What is required:
Say nothing but the number of lines below in which the string "misc" appears.

[Stored data]
*** Begin section ***

PR #892, opened 2016-04-19
misc/review: add command to show args.ctags

masatake:

### DIFF
--- a/misc/review
+++ b/misc/review
@@ -126,11 +126,29 @@ inspect_cmd_skip ()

*** End section ***

Output for this task:
3